The TRI score was proposed by Stey at al. in 2013, and in their study the predictive ability of TRI was proved to be greater than D-MELD [5]. According to the authors, the TRI captured recipient and donor factors not captured in UNOS, which improved the ability of good donor-recipient pairing. Our result suggested that the TRI was the most effective score in predicting 1-month mortality after LDLT among these four scores.

In 2001, Wiesner et al. had reported that the MELD score was widely used in liver transplantation for patient selection and organs allocation [20]. Today, the MELD score is still the major method to stratify liver transplantation recipients into different risk groups in China. Although the ability of MELD for predicting outcomes after LDLT is controversial [21-24], we found that the MELD score showed an acceptable discriminative performances in predicting survival at 1-, 3- and 6-month after LDLT. And our result also suggested that there is no significant difference between MELD and other four scores in predicting outcomes after LDLT. The reason why we failed to find differences between MELD and the other scores may be explained by the fact that all the donors used in the present study were health individuals, instead of deceased donors. In DDLT, the quality of grafts from different donors can vary significantly, which may contribute to different outcomes after LT. However, in LDLT, all the donors are healthy individual and the physical differences between individuals are small.
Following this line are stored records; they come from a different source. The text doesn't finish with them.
PR #300, opened 2017-10-06
Require GL_ARB_shader_image_load_store extension.

ben-clayton:
The early_fragment_tests layout qualifier requires either OpenGL 4.2 or use of the GL_ARB_shader_image_load_store extension.

### DIFF
--- a/spirv_glsl.cpp
+++ b/spirv_glsl.cpp
@@ -349,12 +349,18 @@ void CompilerGLSL::emit_header()
 	auto &execution = get_entry_point();
 	statement("#version ", options.version, options.es && options.version > 100 ? " es" : "");
 
-	// Needed for binding = # on UBOs, etc.
-	if (!options.es && options.version < 420 && options.enable_420pack_extension)
+	if (!options.es && options.version < 420)
 	{
-		statement("#ifdef GL_ARB_shading_language_420pack");
-		statement("#extension GL_ARB_shading_language_420pack : require");
-		statement("#endif");
+		// Needed for binding = # on UBOs, etc.
+		if (options.enable_420pack_extension)
+		{
+			statement("#ifdef GL_ARB_shading_language_420pack");
+			statement("#extension GL_ARB_shading_language_420pack : require");
+			statement("#endif");
+		}
+		// Needed for: layout(early_fragment_tests) in;
+		if (execution.flags & (1ull << ExecutionModeEarlyFragmentTests))
+			require_extension("GL_ARB_shader_image_load_store");
 	}
 
 	for (auto &ext : forced_extensions)


spirv_glsl.cpp
```diff
@@ -349,12 +349,24 @@ void CompilerGLSL::emit_header()
...
-	// Needed for binding = # on UBOs, etc.
-	if (!options.es && options.version < 420 && options.enable_420pack_extension)
+	bool can_use_image_load_store = true;
+
+	if (!options.es && options.version < 420)
 	{
-		statement("#ifdef GL_ARB_shading_language_420pack");
-		statement("#extension GL_ARB_shading_language_420pack : require");
-		statement("#endif");
+		// Needed for binding = # on UBOs, etc.
```
HansKristian-ARM: I think it makes more sense to only enable the shader_image_load_store extension if the extension is actually required. You know this because you only need it if ExecutionModeEarlyFragmentTests is actually enabled, and this can be checked here. Also, there can be double declaration, because image_load_store extension will be placed in forced_extensions if image load store itself is used.

Propose change to check if early_fragment_tests is enabled and version < 420, then add image_load_store to forced_extensions.

ben-clayton: Thank you for pointing me towards `forced_extensions`, I hadn't spotted that.

So I'm trying to do two things here:
1) Make sure that the code emitted by SPIRV-Cross actually generates compilable code for versions < 420 and the use of `EarlyFragmentTests`. I believe this is now correctly done with this updated PR.
2) Make shaders that use `early_fragment_tests` usable on machines that do not support the extension, nor support OpenGL 420, by stripping the `early_fragment_tests` qualifier and any explicit requirement of the extension. I'm guessing this should be done as a transform on the SPIRV, and not as an option in SPIRV-Cross?

HansKristian-ARM: You can use the unset_execution_mode() or whatever it is called to unset the early_fragment_tests execution mode. This way, the shader can be compat with older shader versions without introducing more options.

ben-clayton: Perfect - as we're using this as a library, I can call this function directly and I do not require any other changes. Thank you.

ben-clayton: (That said, this PR still fixes a bug, which I'd like to fix)

HansKristian-ARM: I assume the bug you are referring to is that use of EarlyFragmentTests should enable image_load_store extension on < 420 targets? If so, yes, I'm happy to merge that.

ben-clayton: > I assume the bug you are referring to is that use of EarlyFragmentTests should enable image_load_store extension on < 420 targets?

Yes. Please let me know if there are any more changes you'd like from this PR.

HansKristian-ARM: This PR should only do that then, no option for image load store extension should be there.

ben-clayton: I force-pushed the branch, as the roll-back was significant.
Can I confirm you're seeing the latest PR?

HansKristian-ARM: I can see it now.

HansKristian-ARM: Will merge once it passes Travis.

ben-clayton: Great, thank you.

HansKristian-ARM:
Travis is being a bit grumpy with OSX, but it has nothing to do with SPIRV-Cross and Linux is passing, so will merge now.

PR #311, opened 2017-10-20
HLSL image load/store, atomics, shared memory, barriers

### LINKED ISSUE #303: HLSL: Barriers not supported
Translating compute shaders from GLSL -> HLSL will not produce correct barrier calls.
SPIRV-Cross will insert `barrier()` instead of the HLSL intrinsic.

HansKristian-ARM:
Fills in some gaps in the compute support of HLSL.

Fixes #303.


rossy:
Nice. FWIW, these changes seem to work with mpv's [EWA upscaling][1] compute shader and pass our test suite.

[1]: https://www.imagemagick.org/Usage/distorts/#distort_ewa

PR #312, opened 2017-10-21
Use 'static const' for spec constants in HLSL

rossy:
At least, I think this is correct. I don't know if HLSL has an equivalent for specialization constants in SPIR-V where the work group size can be specified after the shader is compiled. Without this change, the HLSL compiler ignores the initializers for the constants and expects them to be provided by a cbuffer.


HansKristian-ARM:
Wow, that is ... weird. HLSL does not have specialization constants, so they must be fixed to constants at compile-time. static const seems fine to me.

PR #3075, opened 2019-07-14
Fix wrong logger names

kezhenxu94:

- [x] Bug fix
- [ ] New feature provided
- [ ] Improve performance

Logger name differentiate from the real class may be troublesome when debugging, and we have several pull requests that try to correct some of them (#3054), but not all of them.

So I just wrote [a simple shell](https://gist.github.com/kezhenxu94/806af6bbc944b93f7aa6e0b18ce5f3f5) script to find out all such cases and fix them once and for all.

Since we are using `lombok`, to avoid such problem in the future, I'd recommend using `@Slf4j` annotation in future PRs when possible.


wu-sheng:
> Since we are using lombok, to avoid such problem in the future, I'd recommend using @slf4j annotation in future PRs when possible.

@kezhenxu94 You could change this in OAP side, I am just saying, the check may be still necessary.

wu-sheng:
Are we going to merge this first?

kezhenxu94:
> Are we going to merge this first?

I've just fixed those in agent side, and can be merged first now.

As for the check in CI, let me work on it in another PR

PR #3090, opened 2019-07-15
Fixed a mistake that inject v1 segment producer into v2 standardizati…

peng-yongsheng:
…on worker.

- [X] Bug fix
- [ ] New feature provided
- [ ] Improve performance


wu-sheng:
Just for the record, this bug wouldn't cause any issue, because of protobuf compatible design, and due to we don't change field sequence, but just field name, which is not used in protobuf serialization.

wu-sheng:
Look like Jenkins has some issues, let's wait for a moment.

Besides, this study has two potential limitations. Firstly, this was a single-center and retrospective study. Secondly, all of the scoring systems above were developed from non-Chinese patients. Different from western countries, most Chinese patients were HBsAg-positive. Due to different clinical characteristics in different regions, the predictive ability of these scores may vary significantly.
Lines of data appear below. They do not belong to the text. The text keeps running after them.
PR #3092, opened 2019-07-16
Fix bug conflicts when containers start simultaneously

kezhenxu94:

- [x] Bug fix
- [ ] New feature provided
- [ ] Improve performance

In conclusion, the D-MELD, BAR and TRI scoring systems all provided acceptable prognostic ability to predict survival after LDLT. Although these scores included both donor and recipient characteristics, only the BAR score proved to provide a more accurate prediction of 1-year recipient survival after LDLT than the MELD score. However, further multicenter studies are anticipated to assess these results.